Young Galaxies Grow Up Together in a Nest of Dark Matter (Forwarded)

Subaru Telescope
National Astronomical Observatory of Japan
Hilo, Hawaii

December 21, 2005

Young Galaxies Grow Up Together in a Nest of Dark Matter

Astronomers have found clear indications that clumps of dark matter are
the nursing grounds for new born galaxies about twelve billion light
years away. A single nest of dark matter can nurture several young
galaxies. These results from researchers at the Space Telescope Science
Institute, the National Astronomical Observatory of Japan, and the
University of Tokyo confirm predictions of the currently dominant theory
of cosmology known as the Cold Dark Matter model.
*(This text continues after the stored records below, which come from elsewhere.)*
Issue #2727, opened 2023-11-20
Add locations to the flamegraph


kolesnikovae:
We should add information such as file names/path and line numbers into the flamegraph. Ideally, we should also add information about the application version.

---

Grafana Pyroscope allows users to visualize a profile in various forms, with the most common one being a so-called Flamegraph ([Icicle plot](https://www.arxiv-vanity.com/papers/1908.01277/), to be precise). In a nutshell, a Flamegraph is a directed acyclic graph, where each node refers to a specific spot in the profiled code. The graph itself (the hierarchy of the nodes) is formed by [stack traces](https://en.wikipedia.org/wiki/Stack_trace). Other representations, such as [sandwich view](https://pyroscope.io/blog/introducing-sandwich-view/) and [call graph](https://go.dev/blog/pprof) visualize relationships of the nodes.

Pyroscope backend exposes two API endpoints for profiling data retrieval:
 - **SelectMergeStacktraces** that returns a flamegraph in the [flamebearer format](https://github.com/mapbox/flamebearer). The method is used by frontend. Nodes of the flamegraph refer to [call sites](https://en.wikipedia.org/wiki/Call_site).
 - **SelectMergeProfile** that returns a profile in the [pprof format](https://github.com/google/pprof/blob/main/proto/profile.proto) (gzip protobuf encoded binary file). The method is used by profilecli tool for exporting profiling data, and by pprof exporter available in the UI.

Flamegraph returned by backend does not include information about the exact locations of nodes in code, therefore It is not possible to identify the exact line in the function body where the stack trace samples have been collected. For example, it is not possible to get information about where exactly CPU time has been spent functions `deconstructMemoryProfile` and `parquet-go.Value.Level` from this flamegraph:

<img width="909" alt="image" src="https://github.com/grafana/pyroscope/assets/12090599/9dbf48e2-e8ca-47c0-9a50-20dcda036b94">

The only way to get this information is to use **profilecli** tool and visualize pprof file with 3rd party tools.

knylander-grafana:
Is this work to a point where someone can add line numbers to flame graphs in Pyroscope?

kolesnikovae:
Closing in favor of #3220

PR #2976, opened 2024-01-31
fix: disable Go names decoration

kolesnikovae:
Starting from Go 1.21.0, type parameters are part of the function name in pprof, which often makes them unreadable

image

The change reverts https://github.com/grafana/pyroscope/pull/2343 (replaces Go type parameters with ellipses `[...]`) as it makes it impossible to find the selected node in the source profile in backend (needed for #2228, and #2727 and https://github.com/grafana/pyroscope-app-plugin/issues/207).

The presentation aspects are to be managed on the frontend. Ideally, there should be an option for user to disable all the decorations. Note that a function name change usually causes changes in the tree/flamegraph structure, which we used to [fix](https://github.com/grafana/pyroscope/blob/main/pkg/model/tree.go#L161). I believe we don't have to do this.

### DIFF
--- a/pkg/frontend/frontend_select_merge_span_profile.go
+++ b/pkg/frontend/frontend_select_merge_span_profile.go
@@ -83,7 +83,6 @@ func (f *Frontend) SelectMergeSpanProfile(ctx context.Context,
 	}
 
 	t := m.Tree()
-	t.FormatNodeNames(phlaremodel.DropGoTypeParameters)
 	return connect.NewResponse(&querierv1.SelectMergeSpanProfileResponse{
 		Flamegraph: phlaremodel.NewFlameGraph(t, c.Msg.GetMaxNodes()),
 	}), nil
--- a/pkg/frontend/frontend_select_merge_stacktraces.go
+++ b/pkg/frontend/frontend_select_merge_stacktraces.go
@@ -82,7 +82,6 @@ func (f *Frontend) SelectMergeStacktraces(ctx context.Context,
 	}
 
 	t := m.Tree()
-	t.FormatNodeNames(phlaremodel.DropGoTypeParameters)
 	return connect.NewResponse(&querierv1.SelectMergeStacktracesResponse{
 		Flamegraph: phlaremodel.NewFlameGraph(t, c.Msg.GetMaxNodes()),
 	}), nil


bryanhuhta (approved):

cyriltovena:
cc @aocenas We're going to need some sort of function sanitizer on the frontend but still able to access to original function for programatic need.

aocenas:
@cyriltovena I assume we could just port this function https://github.com/grafana/pyroscope/pull/2343/files#diff-e7b8e2da222a25feb1fdc03174dd0d9783102c532048d0bd2945ab9ef6c87c8bR10 to the frontend right? Is it safe to apply to any code (non Go code)? It seems like @kolesnikovae suggests as much in the comment but wonder if there is some caveat or not.

cyriltovena:
I would not do it for any other language just in case I suggest we found this `[go.shape......]` and replace it with `[...]` that should be good enough and only appear in go.

Again the original must still be accessible on click event.

cyriltovena:
```connectrpc.com/connect.NewUnaryHandler[go.shape.struct { github.com/grafana/pyroscope/api/gen/proto/go/types/v1.state google.golang.org/protobuf/internal/impl.MessageState; github.com/grafana/pyroscope/api/gen/proto/go/types/v1.sizeCache int32; github.com/grafana/pyroscope/api/gen/proto/go/types/v1.unknownFields []uint8; Matchers []string "protobuf:\"bytes,1,rep,name=matchers,proto3\" json:\"matchers,omitempty\""; Start int64 "protobuf:\"varint,2,opt,name=start,proto3\" json:\"start,omitempty\""; End int64 "protobuf:\"varint,3,opt,name=end,proto3\" json:\"end,omitempty\"" },go.shape.struct { github.com/grafana/pyroscope/api/gen/proto/go/types/v1.state google.golang.org/protobuf/internal/impl.MessageState; github.com/grafana/pyroscope/api/gen/proto/go/types/v1.sizeCache int32; github.com/grafana/pyroscope/api/gen/proto/go/types/v1.unknownFields []uint8; Names []string "protobuf:\"bytes,1,rep,name=names,proto3\" json:\"names,omitempty\"" }].func2```

aocenas:
> I would not do it for any other language just in case

Yeah but we still don't have any information about the language from the backend do we?

PR #2977, opened 2024-01-31
ebpf: per target configuration with labels

korniltsev:
Backport some changes from python memory profiling branch:
    - per PID pprof creation instead of per target
    - cmd/playground: split log into stdout and stderr\
    - fix bug when python errored stacktrace is attempted to be used https://github.com/grafana/pyroscope/compare/ebpf-per-target-configuration-with-labels?expand=1#diff-a25b2cb097347420b8c3241b6c0c669ff52be552b1043971d4aec56c82b79653R63 

Allow per target configuration with labels

```
	labelMetaPyroscopeOptionsPrefix = "__meta_pyroscope_options_"

	OptionGoTableFallback    = labelMetaPyroscopeOptionsPrefix + "go_table_fallback"
	OptionPythonFullFilePath = labelMetaPyroscopeOptionsPrefix + "python_full_file_path"
	OptionPythonEnabled      = labelMetaPyroscopeOptionsPrefix + "python_enabled"
	OptionDemangle           = labelMetaPyroscopeOptionsPrefix + "demangle"
```


ebpf/pprof/pprof.go
```diff
@@ -26,21 +27,96 @@ var (
...
+	var periodType *profile.ValueType
+	var period int64
+	if sample.SampleType == SampleTypeCpu {
+		sampleType = []*profile.ValueType{{Type: "cpu", Unit: "nanoseconds"}}
+		periodType = &profile.ValueType{Type: "cpu", Unit: "nanoseconds"}
+		period = time.Second.Nanoseconds() / b.opt.SampleRate
+	} else {
+		sampleType = []*profile.ValueType{{Type: "alloc_objects", Unit: "count"}, {Type: "alloc_space", Unit: "bytes"}}
+		periodType = &profile.ValueType{Type: "space", Unit: "bytes"}
+		period = 512 * 1024 // todo
```
cyriltovena, line 118: ?

cyriltovena: https://github.com/google/pprof/blob/main/proto/profile.proto#L85-L86 Not sure what it should be for memory 🤷 we don't really use that I think anyway.

ebpf/session.go
```diff
@@ -730,7 +738,7 @@ func (s *session) cleanup() {
 	s.symCache.Cleanup()
 
 	for pid := range s.pids.dead {
-		_ = level.Debug(s.logger).Log("msg", "cleanup dead pid", "pid", pid)
+		//_ = level.Debug(s.logger).Log("msg", "cleanup dead pid", "pid", pid)
```
cyriltovena, line 741: may be we should remove it if we don't need it or uncomment if that is useful debug info.

ebpf/symtab/symbols.go
```diff
@@ -49,8 +46,8 @@ func NewSymbolCache(logger log.Logger, options CacheOptions, metrics *metrics.Sy
 		pidCache: cache,
 		kallsyms: nil,
 		elfCache: elfCache,
-		options:  options,
-		metrics:  metrics,
+		//options:  options,
```
cyriltovena, line 49: Sounds like something that should be there no ?

cyriltovena (approved):
LGTM

make sure the cache options is ok to remove, I have some doubt.

PR #2990, opened 2024-02-06
examples: update rideshare examples

korniltsev:
- add `RIDESHARE_LISTEN_PORT` env variable
- update loadgen to accept urls instead of hostnames
- split makefile target to build examples concurrently with `-j`

this is to allow to run multiple rideshare examples in the same network namespace ( pod)


kolesnikovae (approved):
LGTM

PR #2992, opened 2024-02-08
Add workaround for broken span propagation in streaming requests

### LINKED ISSUE #2923: Broken span context propagation for store gateway requests
#### Describe the bug
Some spans emitted by Pyroscope components don't seem to have a parent and are therefore shown at the root level. I've noticed this with the store gateway http client requests but it could be present elsewhere as well:

Screenshot 2024-01-12 at 13 49 59

#### To Reproduce
1. Make a query involving the store gateway(s)
2. Inspect the trace for the query

aleks-p:
Fixes #2923 

**Background:**
The current instrumentation for the HTTP client is based on https://github.com/opentracing-contrib/go-stdlib. This works well enough for standard HTTP requests but does not support streaming. This instrumentation library "finishes" the opened trace spans only when the response body gets closed, which doesn't happen for streaming requests where the initial response has an empty body and is never read / closed. The result is below. Note the disconnected spans at the bottom and the empty "HTTP Client" spans:

span-propagation-before

**Proper fix:**
Switching to an instrumentation library that has proper support for streaming is the ideal way to address this. We will eventually switch to Open Telemetry which should offer a good path forward. This is a bigger change and in the interest of improving trace analysis I am proposing a workaround.

**Workaround:**
When we detect an empty response body we finish the span directly. This means that the span will report an incorrect time, but this is still an improvement over the current state where this span was completely removed which broke the span tree. In addition, I've merged the "HTTP Client" and "HTTP <METHOD>" spans into one for simplicity. All this is done in a new component inspired by https://github.com/opentracing-contrib/go-stdlib. 

**The result:**
Screenshot 2024-02-07 at 15 55 40


kolesnikovae (approved):
LGTM

Thank you for fixing this! I like the workaround – I don't think there is a better way to to handle client spans. And I agree with your conclusions: we should migrate to OTel SDK

cyriltovena:
Thank you so much for doing this !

Recent studies suggest that dark matter out weighs ordinary matter by a
factor of seven. (Reference 1) Although dark matter cannot be seen
directly through a telescope, it reveals itself to astronomers by its
strong gravitational pull on nearby stars and gas, and even galaxies.

Galaxies are often clustered together and how they cluster is determined
mostly by gravity. (Figure 1)

By studying how galaxies cluster, it is possible to determine how dark
matter is distributed and how it affects the birth and growth of
galaxies. In the past, it was extremely difficult to study the
clustering of young galaxies. Young galaxies appear faint due to their
great distances, and finding enough of them to study how they cluster
was an observational challenge.

Masami Ouchi from the Space Telescope Science Institute and colleagues
used the Subaru telescope and its Suprime-Cam camera to study a piece of
the sky in the constellation Cetus (the Whale) called the
Subaru/XMM-Newton Deep Survey Field (SXDS; Reference 2). This piece of
sky covers an area five times the size of the full moon. By taking deep
and sensitive images of the field in three colors of visible light, the
SXDS team was able to find about seventeen thousand (17,000) young
galaxies twelve billion light years away. This number is ten times
larger than previous studies of such young galaxies. Figure 2 shows the
location of the galaxies, and Figure 3 shows the relative strength of
the correlation between pairs of galaxies with different separations.
(Note 1)

Based on these data, the team found that:

(1) There are many pairs of galaxies with separations less than eight
hundred thousand (800,000) light years.
(2) Even at large distances, galaxies are strongly clustered.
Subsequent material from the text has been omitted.